**THE PROBLEM**
Each entry is to be printed again word for word.

Stored data

PR #3178, opened 2018-07-17
run clang tidy on travis

arvidn:


arvidn:
I'm not excited about how `clang-tidy` has compiler errors (which I believe is caused by a very old version of libc++), and how this relies on `clang-tidy` not considering compile errors as failures

.travis.yml
```diff
@@ -5,8 +5,18 @@ matrix:
...
+      env: variant=release sonar_scan=1 toolset=gcc
+    - env: variant=debug toolset=gcc lint=1 pylint=1 clang_tidy=1
+      addons:
+        apt:
+          sources:
+          - ubuntu-toolchain-r-test
+          packages:
+          - libc++-dev
+          - python3-pip
+          - libboost1.55-all-dev
```
aldenml: question: are these packages really needed here? (they are already included below)

arvidn: I originally thought these packages were added to the ones mentioned below, but after trying, it appears they *replace* the packages below.

PR #4663, opened 2020-05-18
add function to clear the peer list for a torrent

arvidn:


an0n666:
@arvidn 
I noticed an issue with this. If a torrent is in paused state and tracker is changed...peers are not cleaned.

arvidn:
I don't understand the second condition. "the tracker has changed". What do you mean by that exactly?

arvidn:
also, what symptom do you see to make you think the peer list isn't cleared?

arvidn:
and you also called `clear_peers()`, right? and it didn't work?

an0n666:
> and you also called `clear_peers()`, right? and it didn't work?

Yes. qBt calls that function now everytime changes are made to trackers. It works when a torrent is active. Doesn’t work when it’s paused.

an0n666:
@arvidn 
Extremely sorry for wasting your valuable time. Somehow my libtorrent got replaced with a older build :(

PR #4671, opened 2020-05-22
make the v2-only-magnet transfer test use a larger torrent

arvidn:
to exercise more parts of the hash_picker


arvidn:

**SOLUTION FOR THIS TASK**
PR #3178, opened 2018-07-17
run clang tidy on travis

arvidn:


arvidn:
I'm not excited about how `clang-tidy` has compiler errors (which I believe is caused by a very old version of libc++), and how this relies on `clang-tidy` not considering compile errors as failures

.travis.yml
```diff
@@ -5,8 +5,18 @@ matrix:
...
+      env: variant=release sonar_scan=1 toolset=gcc
+    - env: variant=debug toolset=gcc lint=1 pylint=1 clang_tidy=1
+      addons:
+        apt:
+          sources:
+          - ubuntu-toolchain-r-test
+          packages:
+          - libc++-dev
+          - python3-pip
+          - libboost1.55-all-dev
```
aldenml: question: are these packages really needed here? (they are already included below)

arvidn: I originally thought these packages were added to the ones mentioned below, but after trying, it appears they *replace* the packages below.

PR #4663, opened 2020-05-18
add function to clear the peer list for a torrent

arvidn:


an0n666:
@arvidn 
I noticed an issue with this. If a torrent is in paused state and tracker is changed...peers are not cleaned.

arvidn:
I don't understand the second condition. "the tracker has changed". What do you mean by that exactly?

arvidn:
also, what symptom do you see to make you think the peer list isn't cleared?

arvidn:
and you also called `clear_peers()`, right? and it didn't work?

an0n666:
> and you also called `clear_peers()`, right? and it didn't work?

Yes. qBt calls that function now everytime changes are made to trackers. It works when a torrent is active. Doesn’t work when it’s paused.

an0n666:
@arvidn 
Extremely sorry for wasting your valuable time. Somehow my libtorrent got replaced with a older build :(

PR #4671, opened 2020-05-22
make the v2-only-magnet transfer test use a larger torrent

arvidn:
to exercise more parts of the hash_picker


arvidn:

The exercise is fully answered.